Wong Andy K O, Beattie Karen A, Min Kevin K H, Merali Zamir, Webber Colin E, Gordon Christopher L, Papaioannou Alexandra, Cheung Angela M W, Adachi Jonathan D
Department of Medicine, McMaster University, Hamilton, ON, Canada.
Department of Medicine, McMaster University, Hamilton, ON, Canada.
J Clin Densitom. 2015 Jul-Sep;18(3):408-18. doi: 10.1016/j.jocd.2014.07.003. Epub 2014 Aug 13.

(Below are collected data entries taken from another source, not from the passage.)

PR #2650, opened 2022-08-29
Fix cocktail descriptions, add sprite support

out-of-phaze:
## Description of changes
Refactors `show_reagent_name` into `presentation_flags`, with support for name and description (currently).

Adds helpers and functionality for showing cocktail and reagent descriptions on containers, and adds a framework for cocktails to have sprites.

Needed for downstream, and also cocktail descriptions weren't used, only set.

## Authorship
Me.

## Changelog
:cl:
add: Drinking glasses now show the description of either their cocktail or their primary reagent, if applicable.
/:cl:

### DIFF
--- a/code/modules/materials/_materials.dm
+++ b/code/modules/materials/_materials.dm
@@ -687,6 +687,19 @@ INITIALIZE_IMMEDIATE(/obj/effect/gas_overlay)
 	if(prop.reagents.has_reagent(/decl/material/solid/ice))
 		. = "iced [.]"
 
+/decl/material/proc/get_presentation_desc(var/obj/item/prop)
+	. = glass_desc
+	if(prop?.reagents?.total_volume)
+		. = build_presentation_desc_from_reagents(prop, .)
+
+/decl/material/proc/build_presentation_desc_from_reagents(var/obj/item/prop, var/supplied)
+	. = supplied
+
+	if(cocktail_ingredient)
+		for(var/decl/cocktail/cocktail in SSmaterials.get_cocktails_by_primary_ingredient(type))
+			if(cocktail.matches(prop))
+				return cocktail.get_presentation_desc(prop)
+
 /decl/material/proc/neutron_interact(var/neutron_energy, var/total_interacted_units, var/total_units)
 	. = list() // Returns associative list of interaction -> interacted units
 	if(!length(neutron_interactions))
--- a/code/modules/reagents/cocktails.dm
+++ b/code/modules/reagents/cocktails.dm
@@ -18,6 +18,12 @@
 	var/order_specific = FALSE
 	/// If TRUE, doesn't generate a codex entry.
 	var/hidden_from_codex
+	/// The icon to use for the cocktail. May be null, in which case no custom icon is used.
+	var/icon/glass_icon
+	/// The icon_state to use for the cocktail. May be null, in which case the first state in the icon is used.
+	var/glass_icon_state
+	/// A list of types (incl. subtypes) to display this cocktail's glass sprite on.
+	var/display_types = list(/obj/item/chems/drinks/glass2)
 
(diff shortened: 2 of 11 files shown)


code/modules/materials/_materials.dm
```diff
@@ -687,6 +687,19 @@ INITIALIZE_IMMEDIATE(/obj/effect/gas_overlay)
...
+/decl/material/proc/get_presentation_desc(var/obj/item/prop)
+	. = glass_desc
+	if(prop?.reagents?.total_volume)
+		. = build_presentation_desc_from_reagents(prop, .)
+
+/decl/material/proc/build_presentation_desc_from_reagents(var/obj/item/prop, var/supplied)
+	. = supplied
+
+	if(cocktail_ingredient)
+		for(var/decl/cocktail/cocktail in SSmaterials.get_cocktails_by_primary_ingredient(type))
```
MistakeNot4892, line 699: Possibly minimal benefit, but you could slap `as anything` in here since this will be called repeatedly and may be iterating a large list.

code/modules/reagents/cocktails.dm
```diff
@@ -18,6 +18,12 @@
 	var/order_specific = FALSE
 	/// If TRUE, doesn't generate a codex entry.
 	var/hidden_from_codex
+	/// The icon to use for the cocktail. May be null, in which case no custom icon is used.
+	var/icon/glass_icon
```
MistakeNot4892, line 22: This is somewhat misleading typing unless I'm misunderstanding the purpose of this var. `'icon/foo.dmi'` is not actually typed as `/icon`.

code/modules/reagents/reagent_containers/drinkingglass/drinkingglass.dm
```diff
@@ -127,9 +128,17 @@ var/global/const/DRINK_ICON_NOISY = "noise"
 /obj/item/chems/drinks/glass2/on_update_icon()
 	. = ..()
 	underlays.Cut()
+	icon_state = base_icon
 
 	if (LAZYLEN(reagents?.reagent_volumes) > 0)
 		var/decl/material/R = reagents.get_primary_reagent_decl()
```
MistakeNot4892, line 134: Nitpick here since it's a pre-existing assumption but we might need to think about how this relies on the assumption that you can't have a glass where the primary ingredient isn't part of the cocktail. Thinking about one of the multi-layered ones you've added recently - if we assume 30% wiggle room, and they fill it with 30% whatever random reagent, that might leave you with like 15-20% for each of the other ingredients.

code/modules/materials/_materials.dm
MistakeNot4892: Just realized this is filtering by type so may not be worth caring about, disregard.

code/modules/materials/_materials.dm
```diff
@@ -687,6 +687,19 @@ INITIALIZE_IMMEDIATE(/obj/effect/gas_overlay)
 	if(prop.reagents.has_reagent(/decl/material/solid/ice))
 		. = "iced [.]"
 
+/decl/material/proc/get_presentation_desc(var/obj/item/prop)
```
MistakeNot4892, line 690: Curious why this is on the material rather than the reagents holder.

code/modules/materials/_materials.dm
```diff
@@ -687,6 +687,19 @@ INITIALIZE_IMMEDIATE(/obj/effect/gas_overlay)
...
+	. = glass_desc
+	if(prop?.reagents?.total_volume)
+		. = build_presentation_desc_from_reagents(prop, .)
+
+/decl/material/proc/build_presentation_desc_from_reagents(var/obj/item/prop, var/supplied)
+	. = supplied
```
MistakeNot4892, line 696: As above.

MistakeNot4892 (approved):
Code generally looks good, my comments are mainly questions/curiosity rather than blocking change requests.

PR #2652, opened 2022-08-29
Matter lists now use references instead of types as the index.

MistakeNot4892:
## Description of changes
- [X] Matter lists use material instances as the assoc key instead of types.
- [x] Gas lists use material instances as the assoc key instead of types.
- [x] Reagent lists use material instances as the assoc key instead of types.
- [ ] Chemistry reactions use material instances as the assoc key instead of types.
- [ ] Recipes etc etc etc
- [ ] Update `/decl/material/liquid/random` stuff
- [ ] Debug gas extractor
- [ ] Debug fuel compressor
- [ ] Debug microwave

Current code relies on material paths as unique identifiers mapped to immutable singletons. Down the track it would be good to allow for runtime creation of new materials, or materials loaded from secrets, but the current code does not support that at all as you can't create types post-compile. Using materials as the keys allows for easier translation of /decl/material back to /datum/material in the future, and also moves the overhead for material lookup onto `Initialize()`, which should speed up hot code like fluids and chemistry due to removing the need for `GET_DECL(X)`.

## Authorship
Myself.

## Changelog
Nothing player-facing.


MistakeNot4892:
Will revisit these down the track.

PR #2653, opened 2022-08-29
No nameless material decls pls.

MistakeNot4892:
Fixing a unit test failure on dev.


MistakeNot4892:
Wanted to fix this on staging but the code responsible isn't _on_ staging, whoops.

comma (approved):

PR #2654, opened 2022-08-30
Overdosing is now cumulative across reagent holders.

MistakeNot4892:
## Description of changes
- Unique metabolism holders will only call `metabolize()` once each during life ticks.
- Overdosing values are checked against total reagents across all holders, not per holder.

Thanks to @yawet330 for pointing out the issue with the inhaled reagent holder.

Simplifies some reagent processing logic and removes the balance problems with splitting dosage between holders.

## Authorship
Myself.

## Changelog
:cl:
tweak: Overdosing is now calculated across all reagent holders (blood and ingested) rather than per holder.
/:cl:

### DIFF
--- a/code/modules/materials/_materials.dm
+++ b/code/modules/materials/_materials.dm
@@ -513,24 +513,28 @@ INITIALIZE_IMMEDIATE(/obj/effect/gas_overlay)
 			T.assume_gas(vapor, (volume * vapor_products[vapor]), temperature)
 		holder.remove_reagent(type, volume)
 
-/decl/material/proc/on_mob_life(var/mob/living/M, var/metabolism_class, var/datum/reagents/holder) // Currently, on_mob_life is called on carbons. Any interaction with non-carbon mobs (lube) will need to be done in touch_mob.
+/decl/material/proc/on_mob_life(var/mob/living/M, var/metabolism_class, var/datum/reagents/holder, var/list/life_dose_tracker)
+
 	if(QDELETED(src))
 		return // Something else removed us.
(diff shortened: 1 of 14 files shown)


MistakeNot4892:
Note for the morning, maybe overdose value should be scaled based on where the reagent is metabolizing a la inhaled reagents in Noelle's PR being 75% as effective as injected.

Vizoplez:
> Note for the morning, maybe overdose value should be scaled based on where the reagent is metabolizing a la inhaled reagents in Noelle's PR being 75% as effective as injected.

This would add downsides to using inhalers, and smoke overall. It's more convenient but you sacrifice some efficiency, I suppose.

It'd also nerf the popular method of vecromium bromide smoke which existed on main bay, and would pose a major threat to combat here too with /similar/ chems, and this would go a long way to fixing it.

I think inhalation should definitely scale based on what you're wearing though, coifs/bandanas/etc should massively reduce its effectiveness when covering the mouth- though that's a discussion for another time.

As for OD's scaling from where it was injected, absolutely.

Inhaling reagents should make them metabolise quickly to blood and have a higher risk of overdosing compared to just drinking something, with injection having the lowest (base) OD threshold, as its directly in your blood.

E.G real life example:

Vaporising and inhaling alcohol.
PROS: You get Drunk.
CONS: You can die due to acute alcohol poisoning with no way to purge it from your bloodstream.

While tragic, it's a good example of how dangerous vaporising chemicals can be, as it can absorb into the blood, far far easier.

afterthought2 (approved):

PR #2658, opened 2022-09-03
Seed optimization pass.

MistakeNot4892:
## Description of changes

This should probably go to dev. Willing to be told to point it there. If nobody objects too loudly I'd like to see if this helps Scav with their performance issues.

- Reorganizes flora.dm into its own subfolder.
- Splits seed appearance generation out of hydrotrays onto the seed datum.
- Adds a flora subtype for exoplanets that replicates some hydroponics tray behaviors.

Halves the number of atoms created by exoplanet flora, and removes them from the processing list.

## Authorship
Myself.

## Changelog
:cl:
tweak: Exoplanet flora have been simplified and may behave differently.
/:cl:


code/game/objects/structures/flora/plant.dm
```diff
@@ -0,0 +1,99 @@
...
+	// ask our environment for light
+	// update health
+	// advance age
+	// update icon/harvestability as appropriate
+*/
+
+/obj/structure/flora/plant/examine(mob/user, distance)
+	. = ..()
+	if(dead)
+	else if(length(harvestable))
```
afterthought2, line 28: Weird stylistic choice? Missing block?

code/game/objects/structures/flora/plant.dm
```diff
@@ -0,0 +1,99 @@
...
+		to_chat(user, SPAN_NOTICE("You can see [length(harvestable)] harvestable fruit\s."))
+
+/obj/structure/flora/plant/Initialize(ml, _mat, _reinf_mat, datum/seed/_plant)
+	if(!plant && _plant)
+		plant = _plant
+	if(!plant)
+		return INITIALIZE_HINT_QDEL
+	name = plant.display_name
```
afterthought2, line 36: Is the theory that subtypes might populate `plant` before calling `..()`? Otherwise hard to see how it can be an instance here except through the 4th arg method, in which case the block above wouldn't need the `if(!plant...` condition.

code/game/objects/structures/flora/plant.dm
MistakeNot4892: Missing block, not sure how that happened.

code/game/objects/structures/flora/plant.dm
MistakeNot4892: The idea is that down the track mappable subtypes might be desired.

comma (approved):

PR #2669, opened 2022-09-08
Automatically set wall offset for wall mounted objects

PsyCommando:
## Description of changes
Added a json list for specifying an offset for each directions for any subclasses of ``/obj``.
The offsets in the list are overridden by mapper set values.

No more need to write a bunch of custom handling for wall offsets. Anything built in game is automatically correctly offset. Mappers don't need to set the pixel offsets in every single wall mounted obj now.

## Changelog
:cl:
code: Objects can now specify an offset for each direction they may be facing, via a json encoded list. The offset is automatically applied to the object and updated. Unless the object has any mapper set offset.
/:cl:

### DIFF
--- a/code/game/atoms.dm
+++ b/code/game/atoms.dm
@@ -22,6 +22,7 @@
 	var/tmp/default_pixel_x
 	var/tmp/default_pixel_y
 	var/tmp/default_pixel_z
+	var/tmp/default_pixel_w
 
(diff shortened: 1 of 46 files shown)


comma (approved):

PsyCommando:
One thing to note here btw. The offset and directions mapped onto thing on tradeship are really weird and some were never updated to match some of the newer icons directions. 
And I'm working on a PR to fix maps.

Part II of this 3-part series demonstrated 1-yr precision, standard error of the estimate, and 1-yr least significant change for volumetric bone outcomes determined using peripheral (p) quantitative computed tomography (QCT) and peripheral magnetic resonance imaging (pMRI) modalities in vivo. However, no clinically relevant outcomes have been linked to these measures of change. This study examined 97 women with mean age of 75 ± 9 yr and body mass index of 26.84 ± 4.77 kg/m(2), demonstrating a lack of association between fragility fractures and standard deviation, least significant change and standard error of the estimate-based unit differences in volumetric bone outcomes derived from both pMRI and pQCT. Only cortical volumetric bone mineral density and cortical thickness derived from high-resolution pQCT images were associated with an increased odds for fractures. The same measures obtained by pQCT erred toward significance. Despite the smaller 1-yr and short-term precision error for measures at the tibia vs the radius, the associations with fractures observed at the radius were larger than at the tibia for high-resolution pQCT. Unit differences in cortical thickness and cortical volumetric bone mineral density able to yield a 50% increase in odds for fractures were quantified here and suggested as a reference for future power computations.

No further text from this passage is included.